Hybrid neurons in a microRNA mutant are putative evolutionary intermediates in insect CO2 sensory systems

Abstract

Carbon dioxide (CO2) elicits different olfactory behaviors across species. In Drosophila, neurons that detect CO2 are located in the antenna, form connections in a ventral glomerulus in the antennal lobe, and mediate avoidance. By contrast, in the mosquito these neurons are in the maxillary palps (MPs), connect to medial sites, and promote attraction. We found in Drosophila that loss of a microRNA, miR-279, leads to formation of CO2 neurons in the MPs. miR-279 acts through down-regulation of the transcription factor Nerfin-1. The ectopic neurons are hybrid cells. They express CO2 receptors and form connections characteristic of CO2 neurons, while exhibiting wiring and receptor characteristics of MP olfactory receptor neurons (ORNs).

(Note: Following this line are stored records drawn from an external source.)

Issue #1130, opened 2017-03-08
Using a newspaper on nonhostile mobs should make them spit out prey


Screemonster:
#### Brief description of the issue
No.. no! Runtime! BAD! GET BACK HERE! That's a patient!

*WHAP*

Right, now, OUT.

#### What you want to happen
Whapping pets with a newspaper should "encourage" them to spit out anyone they've ate.

#### What actually happened
It doesn't.

SpadesNeil:
That's fucking hilarious.

ArbyTheDragon:
I feel as though there are several items that should do this. A space cleaner bottle should work too.

Very-Soft:
Yes please! XD

Arokha:
Made a little harder by the fact that Runtime and Renault /are/ hostile mobs.

PR #2703, opened 2018-01-07
Returns Noodle to the CE office

Cyantime:


Screemonster:
Commenting here as a reminder to include noodle when I work on #1130
except snek so I'm sorely tempted to say a rolling pin should be used to force prey out

Cyantime:
You were going to do that too? It was on my to_do.txt, but in the form of `Pick up cat & squeeze to remove contents`

PR #2706, opened 2018-01-08
Improves medibot speaker switch

Cyantime:
The speaker control on medibots now controls all audio messages, instead of only idle ones.


Cyantime:
wait this was supposed to go to polaris, ignore me

Arokha:
I USUALLY DO

PR #2711, opened 2018-01-08
Advanced NIF Repair Tool

Arokha:
Creatable at the protolathe. Requires the same tech levels as the NIF, ~but no exotic materials~.

It's a device that accepts nanopaste, and programs the nanite swarms into NIF repair swarms, which are a liquid reagent ingame. It has a 60u storage capacity, and needs to be emptied into any container.

From there, it can be injected via syringe, made into pills, or drank (though the latter two reduce effectiveness by 50%). Note that synths don't process reagents: this is only an option for organics.

Each unit nanopaste makes 15u repair nanites, so a full repair from 0% to 100% of a normal NIF requires 7 nanopaste converted to reagents (100u).


HzDonut:
The last thing we need is science (specifically roboticists, since we're the 'NIF repair people') having even less to do because people will just request these repair nanites instead, plus we already have a problem with non-scientists repairing NIFs, it shouldn't be made _easier_ for them to do so. All I ever hear about is people wanting more 'inter-departmental interaction' yet so many updates come through that limit this interaction, it's bizarre.

Arokha:
I'm unsure where you got the idea that robotics was "the NIF repair department" other than perhaps that it's sort of like a machine shop and that's where some spare cable coils are. I've always thought of Science in general as being responsible.

Regardless, I don't understand how this alters that. R&D can make the repair tool and give it to robotics to manage. People can come to robotics and get drinks/pills/shots. Administering nanotech stuff to repair physical hardware is not really medical's domain.

Screemonster:
The people coming in to get their NIF repaired are not going to be doing so on the same shift where they got the NIF, it's not like we're spawning one of these in the robotics lab. It still has a fairly hefty research gate.

HzDonut:
The machine existing isn't the point I'm protesting here at all, I think it's great personally. I never said I don't like the _machine_. I don't like how it enables people with no knowledge on how to repair NIFs to now be able to repair NIFs, which we just agreed shouldn't be possible since it's more complicated IC than just stabbing a syringe into someone or yourself, so problem solved.

Natje0:
I'm honestly not a big fan of this.
NIF's are a neat thing that for once made surgery actually wanted at times. Unlike organs, and even bones if medical get their hands on carpotoxin, it was one thing that couldn't be fixed with an injection. Fixing a NIF gave a surgeon, and usually a member of Research actual WORK to do.

This removes a large part of the already scarce amount of work Surgeons have.

Arokha:
Added rare materials requirements so it's more on par with a NIF itself, so it doesn't replace surgery as readily.

KonBear:
Oh I see Jesse's point now! I totally agree with that, especially after a netflix sci-fi show called "Travellers" and how their concept works with nanomachines in the human body. Basically the idea is that the nano machines are very hard to come by in the first place making actual doctors and surgery more viable than what the nano-machines would do for their cost, which I think you replicated well by making sure RnD has the levels and increased the cost of the little buggers. Another issue with the nano-bots was that they required to be programmed by a programmer in the show, needed to be told what to do and how to repair the specific body. Maybe coding in some sort of mini-game type thing so that the robotocists have to program the bots in a sense? Have it ID locked like some of the borgs when trying to do upgrades on them?

KonBear:
Of course we have our own lore, I just like their ideas and concepts of nano-bots. Making it not a thing that anyone can just inject into someone and "hurray, you did it, person who only knew to stab someone and press the button on the back of the needle"

Arokha:
Blerrrr. I dunno. I can't code a minigame, but I see the sides of the argument you have here yes.

KonBear:
Yeah a mini-game would be a lot for this, unless someone has a sudden inspiration to make one. So I'll just shoot some ideas, keep in mind I have very bare bone basic knowledge when it comes to coding. Perhaps a tool in robotics that can be used after an injection to activate the nanites, or like I said before with their PDA, if say aimed at their head while laying down with help intent on and the correct cartridge in their PDA for it?

Arokha:
PDA cartridges are a horrible horrible mess so not a PDA cartridge. The problem is that medical people think this is going to remove their surgeries, which they enjoy, and robotics people think this is going to remove their NIF repairs, which they enjoy. :v I don't know which is right, or which to care about more.

Draycu:
I would say the added high material cost of this proposed NIF repair tool would be more balanced.  It could be an _option_ rather than hoping that people with robotics knowledge and surgery skills can work together to repair the NIF.  

At the moment, it is a two person job, as the repair process of the NIF itself requires a multitool and wires, not something the Surgeon should necessarily be able to do on their own.

Overall, with the high cost, I would see it would still be better to rely on surgery for multiple people, but if there is only one person requesting repairs on a shift without a surgeon, this could be a valid option over faxing central for a single job.

PR #2712, opened 2018-01-09
Added supply shuttle export reports

AbbieFland:
Added a new option to the cargo console to view supply points gained
from the most recent shuttle trip.

image

It breaks down the value per crate, but to preserve the fun of trial and
error for folks that enjoy that doesn't itemize exactly what inside the
crate provided that value.

Part of the supply shuttle changes could probably be instead done as a
sell_crate hook, but because of where that's called it would have to
duplicate all the manifest-detection code.


AbbieFland:
Amended to fix a typo in the HTML

SpadesNeil:
This is nifty.

Very-Soft:
Yessss~

PR #2719, opened 2018-01-09
Make laying people be under other people

Arokha:
Unsure what consequences this would have. PLEASE REVIEW. (It works fine ingame, but I can't test every object with every mob)

### DIFF
--- a/code/modules/mob/living/carbon/human/update_icons.dm
+++ b/code/modules/mob/living/carbon/human/update_icons.dm
@@ -169,11 +169,13 @@ Please contact me on #coderbus IRC. ~Carn x
 		M.Scale(size_multiplier) //VOREStation Edit. Look at Polaris pull #4267 to see things edited.
 		M.Translate(1,-6)
 		src.transform = M
+		src.layer = MOB_LAYER -0.1 //VOREStation Edit. Laying people under other people. LEWD.
 	else
 		var/matrix/M = matrix()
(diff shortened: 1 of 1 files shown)


Screemonster:
the only downside I can see for this would be for LAPSITTING.

Arokha:
Generally lapsitting people are both standing. This only affects when sprites are 90deg rotated flat.

Screemonster:
So basically only an issue when someone does the cat thing of flopping in someone's lap, lying belly-up and demanding pets :v
(which even I don't do all that often)

Arokha:
Tru. But I think that is less common than every other time. Like just walking over someone who's laying, or using disarm-pin to pin someone, or just being on a bed over someone, etc.

Very-Soft:
I'm honestly fine with how it presently is? All it takes is the person on bottom moving off the tile then back on to get on top. I don't really understand why you would want to make it so that people wouldn't have at least that minor control over it.

Arokha:
That is not how it works.

Very-Soft:
Ah as I said in discord, I'd not seen it actually behave this way on server. if that's how it do, then yeh, that should not be a thing. I'd prefer if it behaved like all the other things, where the person who last entered the tile is on top.

Arokha:
If it breaks the universe you can yell at me.

SpadesNeil:
I have **never** seen it behave like that. The fuck got changed to break this?

PR #2722, opened 2018-01-10
Fixes dogborg sprites.

Jakksergal:
Fixes an issue with a previous PR overwriting a recent update.


Jakksergal:
This was actually made redundant by #2727 They included the fixed sprites in that PR

PR #2723, opened 2018-01-10
Gives sci dogborg a sheet loader like the sciborg

Cameron653:
Because they can't produce items for the research gripper without loading the protolathe.


Draycu:
Having worked on R&D myself, I can say the regular science borg has the material sheet loader already usable which allows the metal and glass sheets to be placed into the protolathe to create the first few items to be deconstructed.  This is a rather key component for basic research levels at the early start of a round, and cannot be progressed very far without mining's help.  

With the science dog borg being unable to load the protolathe, there is little the recently added module is able to do in the department, limited as they are at the moment.

PR #2725, opened 2018-01-10
Refactor Digestion

Arokha:
Refactors digestion to be about 220 lines less. Now items have a `digest_act(var/belly)` instead of having snowflake code repeated several times.

This also makes it possible for each item to easily have special things that happens when digested. Refactored a little of contamination as well.

Also in case it's important, removed the 'digestable' person check on digesting people's items. Not having your PDA digested is not an ERP pref. And in fact lots of people have the pref for the opposite (having their clothes/other stuff digested off).

NB: Also removed the NIF flavortext, it doesn't belong in the *vore* panel. Left the vars on humans so it can be readded to be settings on the NIF in another PR.

### DIFF
--- a/code/modules/vore/eating/belly_vr.dm
+++ b/code/modules/vore/eating/belly_vr.dm
@@ -37,7 +37,7 @@
 	var/tmp/mob/living/owner					// The mob whose belly this is.
 	var/tmp/list/internal_contents = list()		// People/Things you've eaten into this belly!
 	var/tmp/is_full								// Flag for if digested remeans are present. (for disposal messages)
-	var/tmp/emotePend = 0						// If there's already a spawned thing counting for the next emote
+	var/tmp/emotePend = FALSE						// If there's already a spawned thing counting for the next emote
 	var/tmp/list/items_preserved = list()		// Stuff that wont digest.
 	var/tmp/list/checked_slots = list()			// Checked gear slots for strip digest.
 	var/list/slots = list(slot_back,slot_handcuffed,slot_l_store,slot_r_store,slot_wear_mask,slot_l_hand,slot_r_hand,slot_wear_id,slot_glasses,slot_gloves,slot_head,slot_shoes,slot_belt,slot_wear_suit,slot_w_uniform,slot_s_store,slot_l_ear,slot_r_ear)
@@ -95,7 +95,7 @@
 	//Mostly for being overridden on precreated bellies on mobs. Could be VV'd into
 	//a carbon's belly if someone really wanted. No UI for carbons to adjust this.
 	//List has indexes that are the digestion mode strings, and keys that are lists of strings.
-	var/list/emote_lists = list()
+	var/tmp/list/emote_lists = list()
 
 // Constructor that sets the owning mob
 /datum/belly/New(var/mob/living/owning_mob)
@@ -294,7 +294,6 @@
 		if(!H)
 			H = owner
 		for(var/obj/item/W in H)
-			//_handle_digested_item(W,M) //The gut handles them now.
 			if(istype(W,/obj/item/organ/internal/mmi_holder/posibrain))
 				var/obj/item/organ/internal/mmi_holder/MMI = W
 				var/atom/movable/brain = MMI.removed()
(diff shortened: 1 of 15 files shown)


code/modules/vore/fluffstuff/custom_clothes_vr.dm
```diff
@@ -676,6 +679,9 @@
 		else
 			return 1
 
+/obj/item/clothing/under/fluff/screesuit/digest_act(var/datum/belly/belly = null)
+	return FALSE
```
Screemonster: oh lol the screesuit's still in? I thought I removed it entirely when markings became a thing. Musta just removed it from the fluff items .txt

code/modules/vore/eating/digest_act_vr.dm
```diff
@@ -0,0 +1,88 @@
...
+	if(belly)
+		for(var/obj/item/AM in contents)
+			AM.forceMove(belly.owner)
+			belly.internal_contents |= AM
+
+		belly.owner.nutrition += (1 * w_class)
+		if(isrobot(belly.owner))
+			var/mob/living/silicon/robot/R = belly.owner
+			R.cell.charge += (50 * w_class)
+	qdel(src)
```
Verkister: Needs borg sleeper support (borg sleeper is not a vorepanel belly) or everything will just nuke along with the possible contents for zero gains.

Arokha:
> The digest_act will not work properly on the borg sleeper bellies as they are not the vore organ datum type stuff, right?

Now it will.

code/modules/vore/eating/belly_vr.dm
```diff
@@ -303,22 +302,12 @@
...
-			else
-				if(!(istype(W,/obj/item/organ) || istype(W,/obj/item/weapon/storage/internal) || istype(W,/obj/screen)))//Don't drop organs or pocket spaces
-					H.remove_from_mob(W,owner)
-					internal_contents += W
+			for(var/slot in slots)
+				var/obj/item/thingy = M.get_equipped_item(slot = slot)
+				if(thingy)
+					M.unEquip(thingy,force = TRUE)
+					thingy.forceMove(owner)
+					internal_contents |= thingy
```
Cyantime: This will make any items that are removed as a result of removing the intended item fall onto the floor below the person. Pockets/belt/ID from uniform, suit storage from suits, etc.

Arokha: Uniform is one of the last things in that list, and as such it doesn't get removed. Uniform is the only object I'm aware of that causes you to throw all your stuff everywhere, and said stuff has already been removed at that point.

I did test it, and it works fine. I digested several people with full gear on and nothing falls on the floor (except for one time I digested someone with a ton of brute damage (100) and their feet came off and so their shoes fell off 👀 BUT THAT ASIDE...)

code/modules/vore/eating/contaminate_vr.dm
```diff
@@ -1,45 +1,39 @@
 var/image/gurgled_overlay = image('icons/effects/sludgeoverlay_vr.dmi')
 
 /obj/item
-	var/gurgled = 0
+	var/gurgled = FALSE
 	var/cleanname
 	var/cleandesc
 
-/obj/item/proc/gurglecontaminate()
+/obj/item/proc/gurgle_contaminate(var/list/internal_contents = null, var/atom/movable/item_storage = null)
```
Leshana: Would be good to document the meaning and purpose of the arguments.

code/modules/vore/eating/digest_act_vr.dm
```diff
@@ -0,0 +1,88 @@
+//Please make sure to:
+//return FALSE: You are not going away, stop asking me to digest.
+//return non-negative integer: Amount of nutrition/charge gained (scaled to nutrition, other end can multiply for charge scale).
+
+// Ye default implementation.
+/obj/item/proc/digest_act(var/list/internal_contents = null, var/atom/movable/item_storage = null)
```
Leshana: Would be good to document the meaning and purpose of the arguments.

PR #2730, opened 2018-01-11
Renames leg cuffs to leg wraps, renames the gold ones

LittleBigKid2000:
Mainly to fix the inconsistent capitalization, partially to make it consistent with the names in the loadout, partially because I think they're too long to be considered a cuff.

I'd also change the pathing so that the cuffs aren't a subtype of black shoes for no apparent reason, but I'd rather not accidentally break anything.

I'm also going to take this opportunity to say that I want an all-black/grey variant of these.


LittleBigKid2000:
Accidentally left in a part of the title that was for a change I decided against doing, due to tiredness.

PR #4179, opened 2018-08-19
Improves Tesla Engine submap

Michab02:
https://i.gyazo.com/af76ea6d1c5f392d287d0b96246ee25d.png

Removes redundant radiation collectors and wires, makes the force field area more compact, and adds an extra set of tesla coils to the default startup. Generally makes it a lot cleaner and sensible.


Michab02:
Also - in the screenshots a few wires look like they're missing, but they're just underneath the floor tiles. Dreammaker is a bit odd like that.

PR #4221, opened 2018-09-05
Synced pAI translator languages with robot ones

AbbieFland:
This makes the 35-point universal translator module also provide the
vorestation-specific languages robots get, such as Canilunzt.

I'm reasonably sure at one point most (or at least several) of these
came for free to pAI without even needing a translator, and it doesn't
feel overpowered to me to allow a handless toolless character built for
communication and assisting people to spend 1/3 their upgrade budget to
gain borg-tier language skills.

### DIFF
--- a/code/modules/mob/living/silicon/pai/software_modules_vr.dm
+++ b/code/modules/mob/living/silicon/pai/software_modules_vr.dm
@@ -1,0 +1,35 @@
+/datum/pai_software/translator
+	name = "Universal Translator"
+	ram_cost = 35
+	id = "translator"
+
+	toggle(mob/living/silicon/pai/user)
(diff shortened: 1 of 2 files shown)


code/modules/mob/living/silicon/pai/software_modules_vr.dm
```diff
@@ -0,0 +1,35 @@
+/datum/pai_software/translator
+	name = "Universal Translator"
+	ram_cost = 35
+	id = "translator"
+
+	toggle(mob/living/silicon/pai/user)
```
Arokha: just override /datum/pai_software/translator/toggle(...), no need to override the whole thing

PR #4222, opened 2018-09-05
[MIRROR] Buffs the Vox

VirgoBot:
Original PR: https://github.com/PolarisSS13/Polaris/pull/5545
--------------------
_Let it not be said that I never buff things._

As per the requests of our most ~~durable~~ trusted Raiders:
- The fiddly gear-bits on Raider masks have been properly oiled, meaning they can open and close their feeding ports again. Should stop the filthy meat and their pepperspray.
- Every pair of Raider underwear will accept the same accessories as filthy meat pants. They are also being reissued with lots of bags to fill with loot.
- The Vox mesh now accepts that it is supposed to be worn on clothing. For some reason, this includes meat clothing.
- Vox weaponry has been convinced to shoot more often before going on break.
- Vox armor has been made lighter.
- Vox outcasts have been instructed on how to better craft their horrible scrap armor to protect slightly more evenly.

EDIT:
- Fixes the bug that lets people eat through gas masks.
- Fixes the whole PHORONGUARD tag, apparently past-Anewbe was putting it in the wrong place.


AaronSherwood117:
This should probably be touched up or modified a bit before being added here.

PR #4231, opened 2018-09-09
Text for handheld plushies when poked

Affurit:
Plushies now make sounds when poked. Squeak!


Screemonster:
Are plushies a polaris thing? If so, need //vorestation edit on each changed line. For this though, rather than commenting every single line with the added var, it'd be easier to make a toys_vr.dm file and add all the extra definitions in there.

Affurit:
God, really...?

SpadesNeil:
Or we can just send this to Polaris!

SpadesNeil:
Is now a duplicate of https://github.com/VOREStation/VOREStation/pull/4301

PR #4234, opened 2018-09-10
Tactical Kittens

Novacat:
- Adds Ascian's Kitten flavor item
- Changes normal kitten's inventory size, tactical kittens for everyone!
- Fixes a bug with the medical hardsuit preventing it from dispensing dylovene

https://forum.vore-station.net/viewtopic.php?f=27&t=1425

Ascian's kitten sprites are very placeholder right now, I plan to get a unique sprite in the future.


config/custom_items.txt
```diff
@@ -825,6 +825,12 @@ character_name: Tony Bingham
 item_path: /obj/item/clothing/head/fluff/runac
 }
 
+{
+ckey: tabiranth
+character_name: Ascian
+item_path: /obj/structure/largecrate/animal/tabiranth
```
Mewchild: You're going to spawn with a large crate in your inventory. The ones that you can't pick up, and need to be opened with a crowbar.

Novacat: Yes, they will be auto-dropped at the floor, but unfortunately that is the only way to bring a live animal on board. Animals will not spawn inside boxes and such.

Mewchild: It may also make sense to give yourself a crowbar then, so you're not tugging this crate around at the start of every round.

Screemonster: Why not make a more portable version of the crate that _does_ allow animals to spawn inside it? OR a portable object that spawns the kitten when used in-hand?

PR #4235, opened 2018-09-10
Fixes misaligned tajaran leg.

Verkister:
At least noticing this took less time than it took to notice that original kneefuck calamity.


KasparoVy:
I'd LOVE to hear about the kneefuck calamity.

Verkister:
The side views all had one leg facing forward and the other one backward :v

KasparoVy:
Thanks for clearing that up lmao, indeed how horrifying

PR #4295, opened 2018-10-01
Fix gateway scatter landmarks

Arokha:
They're pinned to only working if you use the old fashioned map loading text file thing, and won't work with admin-loaded maps or anything like that.


Very-Soft:
\o/ SUCH FUN WILL BE HAD

PR #4299, opened 2018-10-02
Bug abdomens

ArgobargSoup:
Adds a whole bunch of abdomens.  And by a whole bunch...

-One normal abdomen with 5 different coloring option.  All of them aside from the first being dual colors.
--Single color
--Bee stripes, top half
--Bee stripes, all around
--Underside
--Firefly tip

-A *fat* version of the abdomen, with the same coloring options.

-A third variant, that uses the `*vwag` emote to switch between normal and fat, and the same coloring options.

-And finally, Vasilissan versions of every one, due to them having a different leg shape.

I'm *pretty* sure I got these in without messin' with any other tail things...

Some pics:
-A lineup of the FAT abdomen sprites.  A WIP pic from a while ago, but this essentially shows the coloring options.
fatbuggolineup

-A pic of the firefly abdomen, with the `*vwag` option.
vwagtest


Arokha:
Wish the `vass` ones weren't necessary and that's a bit annoying to me, but otherwise seems fine.

PR #4303, opened 2018-10-03
Fix a wrong indication in *help

### LINKED ISSUE #1465: *yes emote forgets an s
*yes is not recognized, it returns "Unusable emote 'ye'. Say *help for a list."

Clearly it doesn't recognize the single s in yes. If you type *yess then the emote works

*yes

#### What actually happened
*ye

#### Steps to reproduce
- be synthetic
- try to use the *yes emote
- boggle as it tells you you forgot an S for the fifth time in a row even though you know you hit it

lbnesquik:
Simply add an s to "yes" so it guides player to typing the correct command.

Fixes #1465

### DIFF
--- a/code/modules/mob/living/carbon/human/emote.dm
+++ b/code/modules/mob/living/carbon/human/emote.dm
@@ -30,7 +30,7 @@
 				m_type = 1
 
 		//Machine-only emotes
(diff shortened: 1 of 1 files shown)


SpadesNeil:
You're fixing a lot of stuff that's Polaris code.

We propose that this hybrid ORN reveals a cellular intermediate in the evolution of species-specific behaviors elicited by CO2.

Fig. 1

Ectopic CO₂ neurons are formed in the MPs of S0962-07 mutants. (A) Gr21a expression in wild-type and mutant olfactory appendages. (B) Quantification of Gr21a-positive cells in the MP and antenna. (C) Gr63a (magenta, RNA antisense probe) and Gr21a (green, Gr21a-GAL4) are coexpressed in the MP. (D) Electropalpograms comparing the response to ethyl acetate, air, and CO₂ in control and mutant flies. Contrary to lack of response from the control palps, 5 of 12 mutant MPs responded to CO₂ (9). MPs recorded: n = 12 (control), n = 12 (mutant), P = 0.016. (E) Single confocal sections of MPs labeled with antibody to Elav (magenta) at 60 to 80 hours APF or with MPS-GAL4 and UAS-mCD8GFP (green) at 80 hours APF. Two neurons (Elav) or single ORNs (MPS-GAL4) are labeled in wild-type MP sensilla (arrows). Two additional neurons are observed in a subset of mutant sensilla (arrowheads and inset). (F) Mutant neurons in the MP target the V and medial glomeruli. Mutant flies without MP (upper right) and without antenna (lower right). Magenta, anti-NC82. In (A) and (E), dashed lines outline MPs.

Fig. 2

miR-279 is expressed in precursor cells in the developing MP. Expression of miR-279 was visualized with miR-279-GAL4 and UAS-CD8GFP (green). The arrowhead and arrow in both the schematic and the image panels point to a big cell and a cluster of small cells, respectively. The open arrow in the schematic points to a nerve fiber from one of the cell clusters. Nuclear counterstain TOTO-3 is used in the bottom panels. Dashed lines outline the developing MPs.

Fig. 3

Nerfin-1 is a target of miR-279. (A to C) Expression pattern of Nerfin-1 (magenta) and miR-279 (green, see Fig. 2) in developing MPs at early (A) and later [(B) and (C)] stages. (D) Nerfin-1 (magenta) is expressed in ectopic CO₂ neurons (green) in the mutant MPs (arrows). (E) Quantification of Nerfin-1–positive nuclei in wild-type and mutant MPs at 60 to 80 hours APF. MPs scored: wild type, n = 7; mutant n = 9; **P < 0.001. (F) miR-279 inhibits nerfin-1 expression in cultured Drosophila S2 cell lines (**P < 0.001). (G) nerfin-1 is a dominant suppressor of miR-279 (P < 0.001).

Fig. 4

Ectopic neurons exhibit mixed sensory identity. (A) MPs of mutant flies labeled with RNA antisense probes (magenta) and with Gr21a-GAL4 and UAS-mCD8GFP (green). Or59c and Or42a transcript (magenta) overlaps partly with Gr21a-expressing cells (green, solid arrowhead). Cells only positive for Or59c or Or42a are labeled only in magenta (open arrowhead). (B and C) MPs of mutant flies contain more Or42a- and Or59c-expressing cells. (B) Labeling of MP ORNs with GAL4 reporter constructs (Or42a-GAL4 and MPS-GAL4) or Or59c or Or42a RNA probe. (C) Quantification of the data from (B). Total increase in the number of cells in mutants using MPS-GAL4 driver corresponds to the number of ectopic CO₂ neurons (see Fig. 1B).